Personal information
- Full name: Dermot William Mee
- Date of birth: 20 November 2002 (age 23)
- Place of birth: Birmingham, England
- Height: 1.87 m (6 ft 2 in)
- Position: Goalkeeper

Team information
- Current team: Manchester United
- Number: 45

Youth career
- 0000–2015: Walsall
- 2015–2021: Manchester United
- 2021: → Fulham (loan)

Senior career*
- Years: Team / Apps / (Gls)
- 2021–: Manchester United / 0 / (0)
- 2021: → Trafford (loan) / 7 / (0)
- 2021: → Runcorn Linnets (loan) / 2 / (0)
- 2022: → Witton Albion (loan) / 4 / (0)
- 2022: → Altrincham (loan) / 4 / (0)

International career^{‡}
- 2019: Northern Ireland U17 / 4 / (0)
- 2019: Northern Ireland U19 / 4 / (0)
- 2021–2022: Northern Ireland U21 / 4 / (0)

= Dermot Mee =

Northern Irish footballer (born 2002)

Dermot William Mee (born 20 November 2002) is a professional footballer who plays as a goalkeeper for Manchester United. Born in England, he is a Northern Ireland youth international.

==Early life==
Mee was born on 20 November 2002 in Birmingham, England. A native of Birmingham, England, he is of Irish descent through his parents who are from Galway/Tyrone and Limerick Ireland.

==Club career==
As a youth player, Mee joined the Development Squad of English side Walsall. In 2015, he joined the youth academy of English Premier League side Manchester United. Subsequently, he was sent on loan to the English side Trafford in 2021. One year later, he was sent on loan to English side Witton Albion.

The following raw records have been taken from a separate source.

PR #113, opened 2019-08-19
Allow createDeployment mutation to set labels on Airflow k8s namespaces

sjmiller609:
Pre-integrated with this PR https://github.com/astronomer/houston-api/pull/108 , so it includes duplicate code. merge that one first, then I can do a pull / push to remove the duplicate diff from this PR.

### DIFF
--- a/config/default.yaml
+++ b/config/default.yaml
@@ -299,7 +299,7 @@ deployments:
   logHelmValues: false
 
   # Default airflow version to deploy. This is used as the default image tag.
-  defaultAirflowVersion: "1.10.3"
+  defaultAirflowVersion: "1.10.4"
 
   # This is the database connection that we use to connect
   # and create other databases/schemas/users for each
--- a/config/default.yaml
+++ b/config/default.yaml
@@ -109,7 +109,12 @@ repository: "https://helm.astronomer.io/"
 helm:
   baseDomain: ~
   registryAuthSecret: ~
+  registryPort: 5000
   releaseName: ~
+  # Map of labels to apply to an Airflow deployment's namespace.
+  # Does not apply in the case of single-namespace mode.
+  deploymentNamespaceLabels:
+    test-label: yep
   releaseNamespace: ~
   releaseVersion: ~
   singleNamespace: false
--- a/config/default.yaml
+++ b/config/default.yaml
@@ -299,9 +299,8 @@ roles:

The same year, he was sent on loan to English side Altrincham, where he made four league appearances. On 9 March 2024, he first made the senior matchday squad for a 2–0 home win over Everton in the league. English newspaper Daily Mirror wrote in 2025 that "since joining United in 2019, Mee has been a regular presence in training alongside the first-team keepers". On 3 July 2026, he signed a new two-year contract with Manchester United.

==International career==
Mee is a Northern Ireland youth international. During March 2019, he played for the Northern Ireland national under-17 football team for 2019 UEFA European Under-17 Championship qualification. Three years later, he played for the Northern Ireland national under-21 football team for 2023 UEFA European Under-21 Championship qualification.